- INFORMATION:
_ _ _ _

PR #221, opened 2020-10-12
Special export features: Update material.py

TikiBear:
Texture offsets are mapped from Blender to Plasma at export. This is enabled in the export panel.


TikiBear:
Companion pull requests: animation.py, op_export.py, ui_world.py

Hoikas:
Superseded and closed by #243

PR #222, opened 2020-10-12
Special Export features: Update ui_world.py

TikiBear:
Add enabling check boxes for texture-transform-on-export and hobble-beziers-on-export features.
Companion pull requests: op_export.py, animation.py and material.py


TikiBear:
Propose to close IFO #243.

_ _ _ _

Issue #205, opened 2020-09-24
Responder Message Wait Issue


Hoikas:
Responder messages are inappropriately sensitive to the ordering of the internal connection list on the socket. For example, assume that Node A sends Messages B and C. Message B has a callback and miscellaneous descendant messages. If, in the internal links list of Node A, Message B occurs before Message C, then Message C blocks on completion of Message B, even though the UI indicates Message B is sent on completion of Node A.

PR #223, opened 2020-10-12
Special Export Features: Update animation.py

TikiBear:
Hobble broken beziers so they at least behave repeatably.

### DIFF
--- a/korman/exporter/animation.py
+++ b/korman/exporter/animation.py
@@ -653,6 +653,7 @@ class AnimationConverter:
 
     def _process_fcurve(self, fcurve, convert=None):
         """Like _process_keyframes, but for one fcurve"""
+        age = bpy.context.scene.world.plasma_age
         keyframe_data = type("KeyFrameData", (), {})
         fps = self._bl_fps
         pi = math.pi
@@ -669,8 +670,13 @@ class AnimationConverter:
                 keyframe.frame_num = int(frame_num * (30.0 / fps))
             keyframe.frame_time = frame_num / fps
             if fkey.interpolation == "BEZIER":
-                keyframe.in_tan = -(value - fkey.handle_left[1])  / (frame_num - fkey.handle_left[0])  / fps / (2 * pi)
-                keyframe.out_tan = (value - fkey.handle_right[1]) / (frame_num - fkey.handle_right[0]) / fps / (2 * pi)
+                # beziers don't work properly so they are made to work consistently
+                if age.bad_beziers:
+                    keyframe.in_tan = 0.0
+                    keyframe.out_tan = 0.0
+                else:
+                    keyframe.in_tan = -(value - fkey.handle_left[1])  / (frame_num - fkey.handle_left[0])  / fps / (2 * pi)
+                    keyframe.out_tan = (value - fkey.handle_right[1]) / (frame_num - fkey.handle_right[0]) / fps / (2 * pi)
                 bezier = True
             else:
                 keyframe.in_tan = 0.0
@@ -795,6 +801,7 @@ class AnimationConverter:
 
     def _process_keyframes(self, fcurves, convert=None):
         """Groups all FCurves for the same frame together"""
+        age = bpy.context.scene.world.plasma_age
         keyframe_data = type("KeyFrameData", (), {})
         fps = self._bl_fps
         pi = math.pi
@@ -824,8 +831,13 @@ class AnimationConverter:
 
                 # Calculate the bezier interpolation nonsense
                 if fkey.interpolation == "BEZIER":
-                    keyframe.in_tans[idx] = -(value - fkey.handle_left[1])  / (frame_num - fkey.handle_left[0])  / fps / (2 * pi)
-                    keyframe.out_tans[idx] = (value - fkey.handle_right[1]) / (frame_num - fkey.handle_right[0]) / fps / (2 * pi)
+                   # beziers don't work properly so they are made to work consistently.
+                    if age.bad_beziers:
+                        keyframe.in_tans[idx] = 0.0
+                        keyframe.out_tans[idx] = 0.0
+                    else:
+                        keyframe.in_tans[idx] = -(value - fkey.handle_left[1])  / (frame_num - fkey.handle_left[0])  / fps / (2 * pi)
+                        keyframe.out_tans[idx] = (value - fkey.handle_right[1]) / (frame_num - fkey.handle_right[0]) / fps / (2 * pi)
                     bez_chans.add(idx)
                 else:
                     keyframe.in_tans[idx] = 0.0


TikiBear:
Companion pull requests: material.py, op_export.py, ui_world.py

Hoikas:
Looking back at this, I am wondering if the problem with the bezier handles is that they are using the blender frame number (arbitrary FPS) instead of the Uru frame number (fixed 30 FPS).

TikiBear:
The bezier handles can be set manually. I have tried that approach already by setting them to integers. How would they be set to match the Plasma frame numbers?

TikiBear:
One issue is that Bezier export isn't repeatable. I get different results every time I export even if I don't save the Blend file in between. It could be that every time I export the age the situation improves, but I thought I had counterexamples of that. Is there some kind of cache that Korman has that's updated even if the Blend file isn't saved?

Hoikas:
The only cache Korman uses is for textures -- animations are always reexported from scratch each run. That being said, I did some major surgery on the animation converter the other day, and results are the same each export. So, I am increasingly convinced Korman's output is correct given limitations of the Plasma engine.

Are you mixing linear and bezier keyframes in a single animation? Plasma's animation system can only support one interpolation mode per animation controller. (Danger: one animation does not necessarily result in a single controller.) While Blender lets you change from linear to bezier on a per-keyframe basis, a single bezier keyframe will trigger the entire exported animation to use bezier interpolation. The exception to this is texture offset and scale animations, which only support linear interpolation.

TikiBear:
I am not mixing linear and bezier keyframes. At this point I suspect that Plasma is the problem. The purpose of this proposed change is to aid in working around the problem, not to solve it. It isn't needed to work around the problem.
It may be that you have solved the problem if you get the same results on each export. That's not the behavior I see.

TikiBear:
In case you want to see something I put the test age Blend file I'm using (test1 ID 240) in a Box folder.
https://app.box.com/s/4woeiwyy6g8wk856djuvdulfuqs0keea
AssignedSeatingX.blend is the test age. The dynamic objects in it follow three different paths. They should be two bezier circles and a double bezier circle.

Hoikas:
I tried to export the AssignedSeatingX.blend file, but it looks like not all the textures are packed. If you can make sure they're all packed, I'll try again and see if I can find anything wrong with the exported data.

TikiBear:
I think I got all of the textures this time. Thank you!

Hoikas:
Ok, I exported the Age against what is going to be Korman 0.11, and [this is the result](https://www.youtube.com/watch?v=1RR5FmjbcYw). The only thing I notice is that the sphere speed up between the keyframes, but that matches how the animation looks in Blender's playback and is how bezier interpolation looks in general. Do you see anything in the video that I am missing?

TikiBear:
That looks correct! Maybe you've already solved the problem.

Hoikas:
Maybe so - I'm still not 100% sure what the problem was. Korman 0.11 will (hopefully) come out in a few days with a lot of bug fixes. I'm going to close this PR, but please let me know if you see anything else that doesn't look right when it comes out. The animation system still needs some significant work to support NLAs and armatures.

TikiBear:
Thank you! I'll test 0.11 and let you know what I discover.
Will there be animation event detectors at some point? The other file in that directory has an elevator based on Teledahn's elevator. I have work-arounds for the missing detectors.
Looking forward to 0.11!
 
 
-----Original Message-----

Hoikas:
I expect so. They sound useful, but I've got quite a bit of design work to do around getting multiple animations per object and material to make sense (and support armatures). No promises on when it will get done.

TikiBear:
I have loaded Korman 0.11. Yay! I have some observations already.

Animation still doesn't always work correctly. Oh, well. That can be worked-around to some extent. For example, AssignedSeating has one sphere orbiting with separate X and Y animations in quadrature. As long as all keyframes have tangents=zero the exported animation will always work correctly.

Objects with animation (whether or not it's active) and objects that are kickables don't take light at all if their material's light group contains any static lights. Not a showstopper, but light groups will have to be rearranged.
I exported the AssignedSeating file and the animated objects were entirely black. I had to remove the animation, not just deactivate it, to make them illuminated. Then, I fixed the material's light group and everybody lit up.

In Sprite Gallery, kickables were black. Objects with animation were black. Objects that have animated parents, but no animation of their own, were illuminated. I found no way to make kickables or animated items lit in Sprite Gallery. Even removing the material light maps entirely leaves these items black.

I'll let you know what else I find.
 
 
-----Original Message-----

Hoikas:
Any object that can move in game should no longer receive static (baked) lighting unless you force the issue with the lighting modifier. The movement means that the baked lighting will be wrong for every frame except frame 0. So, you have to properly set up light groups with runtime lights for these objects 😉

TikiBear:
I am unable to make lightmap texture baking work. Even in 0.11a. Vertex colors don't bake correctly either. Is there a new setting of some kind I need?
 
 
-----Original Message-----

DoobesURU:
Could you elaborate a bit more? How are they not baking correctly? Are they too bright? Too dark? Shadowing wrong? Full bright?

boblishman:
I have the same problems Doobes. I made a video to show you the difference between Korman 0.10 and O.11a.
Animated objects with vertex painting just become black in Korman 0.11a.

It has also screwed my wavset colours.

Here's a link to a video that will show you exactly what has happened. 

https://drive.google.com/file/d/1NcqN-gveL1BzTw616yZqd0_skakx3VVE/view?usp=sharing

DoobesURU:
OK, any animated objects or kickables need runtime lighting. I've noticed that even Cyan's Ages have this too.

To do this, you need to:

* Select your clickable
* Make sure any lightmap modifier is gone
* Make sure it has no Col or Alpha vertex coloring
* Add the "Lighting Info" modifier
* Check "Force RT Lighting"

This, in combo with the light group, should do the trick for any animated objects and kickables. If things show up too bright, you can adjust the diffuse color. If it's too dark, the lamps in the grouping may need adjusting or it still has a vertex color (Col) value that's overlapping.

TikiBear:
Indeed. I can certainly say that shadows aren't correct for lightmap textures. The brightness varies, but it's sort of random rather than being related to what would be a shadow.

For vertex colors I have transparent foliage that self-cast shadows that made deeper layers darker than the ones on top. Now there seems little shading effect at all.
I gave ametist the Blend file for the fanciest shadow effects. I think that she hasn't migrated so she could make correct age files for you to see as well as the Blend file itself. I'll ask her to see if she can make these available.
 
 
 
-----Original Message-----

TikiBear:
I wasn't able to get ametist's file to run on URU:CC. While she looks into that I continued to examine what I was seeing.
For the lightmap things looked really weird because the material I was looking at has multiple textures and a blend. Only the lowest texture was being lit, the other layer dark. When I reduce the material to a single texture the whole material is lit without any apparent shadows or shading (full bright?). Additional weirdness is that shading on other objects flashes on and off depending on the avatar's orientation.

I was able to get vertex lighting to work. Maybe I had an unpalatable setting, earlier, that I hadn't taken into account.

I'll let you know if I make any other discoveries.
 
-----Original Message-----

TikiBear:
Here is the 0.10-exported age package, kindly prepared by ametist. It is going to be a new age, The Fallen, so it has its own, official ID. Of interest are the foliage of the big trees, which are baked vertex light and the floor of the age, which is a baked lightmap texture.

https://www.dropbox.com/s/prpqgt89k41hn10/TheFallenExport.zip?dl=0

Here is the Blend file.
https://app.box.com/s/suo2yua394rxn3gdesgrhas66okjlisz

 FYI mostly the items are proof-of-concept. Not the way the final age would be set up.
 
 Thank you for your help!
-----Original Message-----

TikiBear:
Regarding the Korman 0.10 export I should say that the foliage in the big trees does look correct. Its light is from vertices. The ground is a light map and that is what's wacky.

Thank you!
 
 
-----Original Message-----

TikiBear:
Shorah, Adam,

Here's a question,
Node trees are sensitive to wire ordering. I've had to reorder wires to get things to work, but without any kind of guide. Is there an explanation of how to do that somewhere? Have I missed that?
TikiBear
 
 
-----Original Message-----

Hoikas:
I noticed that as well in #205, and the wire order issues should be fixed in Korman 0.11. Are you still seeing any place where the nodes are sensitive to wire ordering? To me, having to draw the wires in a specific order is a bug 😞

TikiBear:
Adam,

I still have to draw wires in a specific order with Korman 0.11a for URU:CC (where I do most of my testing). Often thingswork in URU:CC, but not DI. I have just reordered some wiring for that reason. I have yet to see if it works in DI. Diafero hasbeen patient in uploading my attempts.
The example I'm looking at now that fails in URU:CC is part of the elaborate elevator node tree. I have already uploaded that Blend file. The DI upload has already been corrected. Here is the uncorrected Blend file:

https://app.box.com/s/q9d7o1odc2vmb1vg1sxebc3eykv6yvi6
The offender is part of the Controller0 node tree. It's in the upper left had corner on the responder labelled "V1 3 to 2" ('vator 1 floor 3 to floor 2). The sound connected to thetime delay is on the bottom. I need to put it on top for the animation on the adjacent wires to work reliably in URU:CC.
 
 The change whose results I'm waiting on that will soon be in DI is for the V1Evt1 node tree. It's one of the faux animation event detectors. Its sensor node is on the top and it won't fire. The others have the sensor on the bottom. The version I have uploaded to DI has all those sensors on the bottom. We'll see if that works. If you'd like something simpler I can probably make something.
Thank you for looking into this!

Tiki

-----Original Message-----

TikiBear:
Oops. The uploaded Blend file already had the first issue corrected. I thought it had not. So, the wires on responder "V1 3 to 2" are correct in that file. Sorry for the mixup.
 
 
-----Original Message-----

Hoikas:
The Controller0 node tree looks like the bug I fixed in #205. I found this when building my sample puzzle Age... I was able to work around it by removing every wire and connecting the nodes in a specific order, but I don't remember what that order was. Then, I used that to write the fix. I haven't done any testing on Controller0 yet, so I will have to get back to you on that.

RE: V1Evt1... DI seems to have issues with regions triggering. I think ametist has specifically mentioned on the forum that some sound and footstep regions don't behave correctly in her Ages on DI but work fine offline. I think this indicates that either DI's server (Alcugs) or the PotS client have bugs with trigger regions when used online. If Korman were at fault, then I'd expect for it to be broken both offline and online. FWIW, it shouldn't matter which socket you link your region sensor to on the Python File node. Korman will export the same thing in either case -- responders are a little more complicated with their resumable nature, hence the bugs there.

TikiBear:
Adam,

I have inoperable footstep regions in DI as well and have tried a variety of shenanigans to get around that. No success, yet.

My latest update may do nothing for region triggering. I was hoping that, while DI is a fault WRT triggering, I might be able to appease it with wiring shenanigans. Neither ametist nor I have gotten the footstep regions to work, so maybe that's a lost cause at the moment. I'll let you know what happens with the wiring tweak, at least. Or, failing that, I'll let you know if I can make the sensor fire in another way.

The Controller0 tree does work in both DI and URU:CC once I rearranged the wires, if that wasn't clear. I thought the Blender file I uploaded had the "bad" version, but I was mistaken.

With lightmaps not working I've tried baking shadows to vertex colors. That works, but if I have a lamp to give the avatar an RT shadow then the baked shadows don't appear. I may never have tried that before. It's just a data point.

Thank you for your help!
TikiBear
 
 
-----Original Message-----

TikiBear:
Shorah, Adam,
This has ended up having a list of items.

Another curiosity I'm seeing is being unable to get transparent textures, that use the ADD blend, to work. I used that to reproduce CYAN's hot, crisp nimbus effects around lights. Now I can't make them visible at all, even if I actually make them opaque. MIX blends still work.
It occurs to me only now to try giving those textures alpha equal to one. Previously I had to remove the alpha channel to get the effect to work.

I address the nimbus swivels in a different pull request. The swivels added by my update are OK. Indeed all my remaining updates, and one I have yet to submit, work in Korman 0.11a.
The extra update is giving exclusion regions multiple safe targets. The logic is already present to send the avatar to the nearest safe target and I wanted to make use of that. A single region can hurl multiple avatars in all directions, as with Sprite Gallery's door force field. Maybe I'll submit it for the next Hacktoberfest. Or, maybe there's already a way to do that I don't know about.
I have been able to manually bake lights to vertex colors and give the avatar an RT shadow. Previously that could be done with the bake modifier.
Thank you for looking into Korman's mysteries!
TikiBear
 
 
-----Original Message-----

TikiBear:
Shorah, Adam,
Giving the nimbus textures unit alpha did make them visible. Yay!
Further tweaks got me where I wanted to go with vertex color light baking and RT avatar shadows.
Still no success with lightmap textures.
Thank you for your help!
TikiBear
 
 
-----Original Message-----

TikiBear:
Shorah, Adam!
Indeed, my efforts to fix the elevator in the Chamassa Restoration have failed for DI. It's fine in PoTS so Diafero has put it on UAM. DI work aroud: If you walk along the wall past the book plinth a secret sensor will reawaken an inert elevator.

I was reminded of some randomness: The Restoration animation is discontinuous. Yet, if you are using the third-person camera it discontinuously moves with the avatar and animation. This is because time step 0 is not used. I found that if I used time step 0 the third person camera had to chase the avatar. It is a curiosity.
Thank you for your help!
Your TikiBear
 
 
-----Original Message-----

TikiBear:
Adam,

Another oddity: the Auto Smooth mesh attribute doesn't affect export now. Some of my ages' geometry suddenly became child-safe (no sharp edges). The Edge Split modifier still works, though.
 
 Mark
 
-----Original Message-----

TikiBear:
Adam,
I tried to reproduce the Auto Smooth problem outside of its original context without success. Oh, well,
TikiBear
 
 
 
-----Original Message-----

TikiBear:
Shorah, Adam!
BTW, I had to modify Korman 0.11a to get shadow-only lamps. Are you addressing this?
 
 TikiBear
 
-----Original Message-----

_ _ _ _

- EXERCISE BRIEF:
Return only the number of lines in the records above that include the string "missing".

- RESULT FOR THIS EXERCISE:
2